But what’s the alternative to the saved video of the raw footage? The same solution — editing the file to take a bunch of that stuff out. Equally, you can also decide if you want a shortened “single” video with multiple presentations within it or parsing it into separate videos for each presentation. For our monthly astronomy meetings, I was editing it while keeping it together as a single long video. For a recent “virtual astronomy day”, I parsed 11 hours of video into 25 separate videos.
Here are the steps I used in my workflow in case you are thinking of or needing to do the same with one of your videos.
A. Clean the videos
The first couple of times I was trying to edit video, I found a few video gremlins in the file. For example, a presentation segment would have part of one slide overlaying another. Essentially, part of the video picture didn’t transition when the page turned. It looked fine when first broadcast, and most of the time, it was still okay in the raw footage to the extent that it tended to “smooth itself out”. But when you pull the file into an editor and start working with more granular layers, some of that smoothing showed up as bigger bumps than expected. It made for some really weird looking segments. The image would eventually resolve to normal, but in the short-term, it looked like a bad TV connection from the 1960s.

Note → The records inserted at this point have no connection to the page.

PR #282, opened 2020-10-05
fix security issues

jeffvg:
- added yarn-audit-fix package
- https://www.npmjs.com/package/yarn-audit-fix
- 

#### Screenshots:
- old
4338 vulnerabilities found 
Severity: 4307 Low | 19 Moderate | 12 High

- new
0 vulnerabilities found - Packages audited: 2307

### DIFF
--- a/package.json
+++ b/package.json
@@ -43,7 +43,8 @@
         "react-ga": "^2.7.0",
         "react-redux": "^7.2.0",
         "react-router-dom": "^5.1.2",
-        "redux": "^4.0.5"
+        "redux": "^4.0.5",
+        "yarn-audit-fix": "^3.2.6"
     },
     "devDependencies": {
         "@babel/core": "7.7.4",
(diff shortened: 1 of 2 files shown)


package.json
```diff
@@ -43,7 +43,8 @@
         "react-ga": "^2.7.0",
         "react-redux": "^7.2.0",
         "react-router-dom": "^5.1.2",
-        "redux": "^4.0.5"
+        "redux": "^4.0.5",
+        "yarn-audit-fix": "^3.2.6"
```
joebochill, line 47: For future, I would make this a devDependency instead of a normal dependency. It doesn't make a difference for doc-it (nobody is installing doc-it in their project), but it will if we want to use this (as I suspect we probably will) in other repositories like the component libraries.

joebochill (approved):

package.json
jeffvg: agree but the 'yarn add --d yarn-audit-fix' wasn't working so I used the 'yarn add yarn-audit-fix -D' instead and didn't realize. Strange that it's in dependencies and not devDependencies

joebochill: I do
```
yarn add --dev <package-name>
```
for installing dev dependencies. According to the docs, the shorthand is `-D`
https://classic.yarnpkg.com/en/docs/cli/add/#toc-yarn-add-dev-d

joebochill: it's `--dev` or `-D`, `--d` isn't valid yarn install syntax. 

Everything gets installed to the same node_modules folder though...you can just cut/paste that line in the package.json file 😉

To avoid this, I clean the videos. I take the full “raw” files in MP4 format and I run them through a program called Any Video Converter (although lots of others exist) and upgrade them to HTML5-compliant MP4. It strips any gremlins that were there in the raw file. There are other video file formats you could work with if you prefer something other than MP4, some with smaller size files when you’re done or more suitable for mobile for instance, and you don’t need AVC specifically, almost any video conversion software can do the same. You may not need to do this if your original video is short, but I find it helped a lot with the larger files.

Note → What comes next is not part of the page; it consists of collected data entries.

Issue #107, opened 2024-02-14
random samplers keeps state


gshennvm:
since #73 we've switched to using random samplers to support multiple epochs. 

However, the `__iter__` method of the random sampler keeps [state](https://github.com/NVIDIA/NeMo-Aligner/blob/8399e5af0072c2a12fc9ec7f68a7051bb95e374a/nemo_aligner/data/nlp/samplers.py#L97) which causes validation on a subset of our data as in PPO to use a **different** subset each time.

In PPO we try to reset the optimizer by calling `[__iter__](https://github.com/NVIDIA/NeMo-Aligner/blob/8399e5af0072c2a12fc9ec7f68a7051bb95e374a/nemo_aligner/algorithms/ppo.py#L291)` on it, but because the random sampler keeps state, it does not actually reset the validation set

Issue #27, opened 2023-12-01
PPO is missing `limit_val_batches`


odelalleau:
**Is your feature request related to a problem? Please describe.**

The PPO trainer should support `limit_val_batches`, like DPO / RM / SFT.

PR #112, opened 2024-02-26
Fix random sampler keeping state with validation runs

gleibovich-nvidia:
Fixes issue #107 by allowing having `build_dataloader` support both deterministic and random samplers, and revert PPO `val_dataloader` to be a deterministic one, thus allowing tracking the same batch during a PPO run. 

The same issue seems to also be present with DPO. Is the expected behavior same as with PPO and we'd like to use a deterministic batch sampler with DPO as well?

### DIFF
--- a/examples/nlp/gpt/train_gpt_ppo_actor.py
+++ b/examples/nlp/gpt/train_gpt_ppo_actor.py
@@ -130,7 +130,7 @@ def main(cfg) -> None:
         gbs=cfg.model.ppo.num_val_samples,
         collate_fn=collate_fn,
         load_gbs=False,
-        use_random_sampler=False
+        use_random_sampler=False,
     )
 
     # nemo uses the train dataloader to figure out
--- a/examples/nlp/gpt/train_gpt_ppo_actor.py
+++ b/examples/nlp/gpt/train_gpt_ppo_actor.py
@@ -130,6 +130,7 @@ def main(cfg) -> None:
         gbs=cfg.model.ppo.num_val_samples,
         collate_fn=collate_fn,
         load_gbs=False,
+        use_random_sampler=False
     )
 
     # nemo uses the train dataloader to figure out
--- a/nemo_aligner/data/nlp/builders.py
+++ b/nemo_aligner/data/nlp/builders.py
@@ -342,14 +342,12 @@ def build_dataloader(
     if hasattr(cfg.model.data, "dataloader_type") and cfg.model.data.dataloader_type == "single":
         if use_random_sampler:
             cls = MegatronPretrainingRandomBatchSampler if load_gbs else MegatronPretrainingRandomSampler
-            common_params['seed'] = cfg.model.seed
+            common_params["seed"] = cfg.model.seed
         else:
             cls = MegatronPretrainingBatchSampler if load_gbs else MegatronPretrainingSampler
         batch_sampler = cls(**common_params)
     else:
-        raise ValueError(
-            '`cfg.model.data.dataloader_type` must be set to "single"'
-        )
+        raise ValueError('`cfg.model.data.dataloader_type` must be set to "single"')
 
     return torch.utils.data.DataLoader(
         dataset,
--- a/nemo_aligner/data/nlp/builders.py
+++ b/nemo_aligner/data/nlp/builders.py
@@ -352,7 +352,7 @@ def build_dataloader(
         batch_sampler = create_batch_sampler(cls, **common_params, seed=cfg.model.seed if use_random_sampler else None)
     else:
         raise ValueError(
-            'cfg.model.data.dataloader_type must be "single" or cfg.model.data.dataloader_type not found.'
+            'cfg.model.data.dataloader_type` must be set to "single"
         )
 
     return torch.utils.data.DataLoader(
--- a/nemo_aligner/data/nlp/builders.py
+++ b/nemo_aligner/data/nlp/builders.py
@@ -321,7 +321,7 @@ def build_dataloader(
     pad_samples_to_global_batch_size=False,
     collate_fn=None,
     load_gbs=True,
-    use_random_sampler=True
+    use_random_sampler=True,
 ):
     """Buld dataloader given an input dataset."""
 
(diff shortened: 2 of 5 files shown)


nemo_aligner/data/nlp/builders.py
```diff
@@ -321,29 +321,39 @@ def build_dataloader(
...
+        "total_samples": len(dataset),
+        "consumed_samples": consumed_samples,
+        "micro_batch_size": mbs,
+        "data_parallel_rank": parallel_state.get_data_parallel_rank(),
+        "data_parallel_size": parallel_state.get_data_parallel_world_size(),
+        "drop_last": drop_last,
+        "global_batch_size": gbs,
+        "pad_samples_to_global_batch_size": pad_samples_to_global_batch_size,
+    }
+
```
gshennvm, line 344: can you add a if `use_random_sampler` and then put the seed into the common_params.

this way we don't need the `create_batch_sampler` function

examples/nlp/gpt/train_gpt_ppo_actor.py
```diff
@@ -130,6 +130,7 @@ def main(cfg) -> None:
         gbs=cfg.model.ppo.num_val_samples,
         collate_fn=collate_fn,
         load_gbs=False,
+        use_random_sampler=False,
```
gshennvm, line 133: i think we should also reflect this change on RM, SFT and DPO

gshennvm (changes requested):
thanks for working on this! 

make sure to also update the CHANGELOG

nemo_aligner/data/nlp/builders.py
```diff
@@ -321,29 +321,39 @@ def build_dataloader(
...
-            )
         else:
-            raise ValueError('cfg.data.dataloader_type must be "single"')
+            cls = MegatronPretrainingSampler
+
+        batch_sampler = create_batch_sampler(cls, **common_params, seed=cfg.model.seed if use_random_sampler else None)
     else:
-        raise ValueError('cfg.data.dataloader_type not found. Must be "single"')
+        raise ValueError(
+            'cfg.model.data.dataloader_type must be "single" or cfg.model.data.dataloader_type not found.'
```
odelalleau, line 355: This error message seems confusing to me. Suggestion:
```suggestion
            'cfg.model.data.dataloader_type` must be set to "single"
```

nemo_aligner/data/nlp/builders.py
```diff
@@ -321,29 +321,39 @@ def build_dataloader(
...
-                data_parallel_rank=parallel_state.get_data_parallel_rank(),
-                data_parallel_size=parallel_state.get_data_parallel_world_size(),
-                drop_last=drop_last,
-                global_batch_size=gbs,
-                pad_samples_to_global_batch_size=pad_samples_to_global_batch_size,
-                seed=cfg.model.seed,
-            )
         else:
-            raise ValueError('cfg.data.dataloader_type must be "single"')
+            cls = MegatronPretrainingSampler
```
odelalleau, line 350: I'm a bit suspicious of `load_gbs` not being taken into account here. Does this work with `load_gbs=True`?

odelalleau, line 350: I actually believe we should shuffle the validation set by default. This is safer when using `limit_val_batches` (to ensure the sample is representative of the full dataset), more consistent with the fact that the training set is also shuffled by default, and I believe we already released the current implementation so changing it now would be another breaking change.

This would require a different implementation though.

gleibovich-nvidia:
> thanks for working on this!
> 
> make sure to also update the CHANGELOG

This issue started with commit #73, which is after v.0.1.0 (https://github.com/NVIDIA/NeMo-Aligner/compare/v0.1.0...main). So, there's "no bug-fix" to document comparing to v0.1.0, correct?

nemo_aligner/data/nlp/builders.py
gleibovich-nvidia: Currently with `main`, PPO runs validation on a single and different batch on every validation run (as we haven't come around to fixing #27 yet). It makes no sense. 

While I also agree we should shuffle the validation set by default, I do think it's better keep it for a different issue/PR together with the accompanying expected behavior/implementation discussion, and maybe do that after we also fix #27. I wouldn't want to delay this issue being fixed, as currently validation is broken for PPO.

nemo_aligner/data/nlp/builders.py
gleibovich-nvidia: Sure. Fixed.

examples/nlp/gpt/train_gpt_ppo_actor.py
gleibovich-nvidia: Done

gleibovich-nvidia: Done

nemo_aligner/data/nlp/builders.py
odelalleau: Ah, I may be missing something here. Since `limit_val_batches` isn't supported in PPO I thought we'd always run validation on the full validation set and thus it shouldn't actually matter... what's actually happening?

(on my side I've just been using a small -- single-batch -- validation set so I didn't run into this issue)

odelalleau:
> > thanks for working on this!
> > make sure to also update the CHANGELOG
> 
> This issue started with commit #73, which is after v.0.1.0 ([v0.1.0...main](https://github.com/NVIDIA/NeMo-Aligner/compare/v0.1.0...main)). So, there's "no bug-fix" to document comparing to v0.1.0, correct?

It looks like we need to do some synch / clean-up on versions. I just checked the 24.01 NeMo framework container and we released a v0.2.0 version (according to the CHANGELOG in the container) but this hasn't been reflected in `main`. Also the container version didn't update `nemo_aligner/package_info.py` which may add to the confusion.

@gshennvm are you aware of these issues?

gshennvm:
> > > thanks for working on this!
> > > make sure to also update the CHANGELOG
> > 
> > 
> > This issue started with commit #73, which is after v.0.1.0 ([v0.1.0...main](https://github.com/NVIDIA/NeMo-Aligner/compare/v0.1.0...main)). So, there's "no bug-fix" to document comparing to v0.1.0, correct?
> 
> It looks like we need to do some synch / clean-up on versions. I just checked the 24.01 NeMo framework container and we released a v0.2.0 version (according to the CHANGELOG in the container) but this hasn't been reflected in `main`. Also the container version didn't update `nemo_aligner/package_info.py` which may add to the confusion.
> 
> @gshennvm are you aware of these issues?

yes, thanks for noticing it. I'm working on that -- need to find good version bumps for our own dockerfile

nemo_aligner/data/nlp/builders.py
odelalleau: > what's actually happening?

Ah, I just talked to @gshennvm who reminded me of `num_val_samples` which I had forgotten about. I understand what's going on now.

I'm good with doing this (the shuffling of the validation set) in a subsequent PR then. @gshennvm and I agreed on how to implement it and I should be able to take care of it next week.

odelalleau (approved):
I think we can merge the PR to unblock the PPO issue, and update the CHANGELOG later after the versioning confusion is addressed (I'm taking a note of it to be sure I don't forget).

gleibovich-nvidia:
> I think we can merge the PR to unblock the PPO issue, and update the CHANGELOG later after the versioning confusion is addressed (I'm taking a note of it to be sure I don't forget).

Thanks for looking into this! 
I think we're ready to merge now, but it seems @gshennvm has to approve first (on the requested change for updating the CHANGELOG).

gshennvm (approved):
thanks for the change! looksg ood to me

B. Parse the video into segments
It doesn’t particularly matter whether I am keeping it together as one big file in the end (meeting videos) or parsing it into smaller videos (virtual astronomy day), I still go through the video to find natural “cut” points between segments and “cut” the video into shorter clips at those points. I find there is often some administrative time between segments, and it isn’t difficult to find them, even without a schedule. If you visually scan the audio segment, it often goes super quiet for an extended period of time as someone is waiting for questions that never came or to share their screen or even just to switch over between hosts.
I tried a bunch of different video editing programs and I liked the interface for VideoPad by NCH. It’s not the most powerful, but it is relatively intuitive without overwhelming me as a beginner user. It has a confusing “free” option which seems like a completely free option and instead is more “temporarily free” but I upgraded to the paid option after trying out five or six other video editing software packages recommended by sites like Tom’s Guides. But you can use just about any video editor, and I’ll keep my steps as generic as possible rather than saying “click here” or “choose this menu option”.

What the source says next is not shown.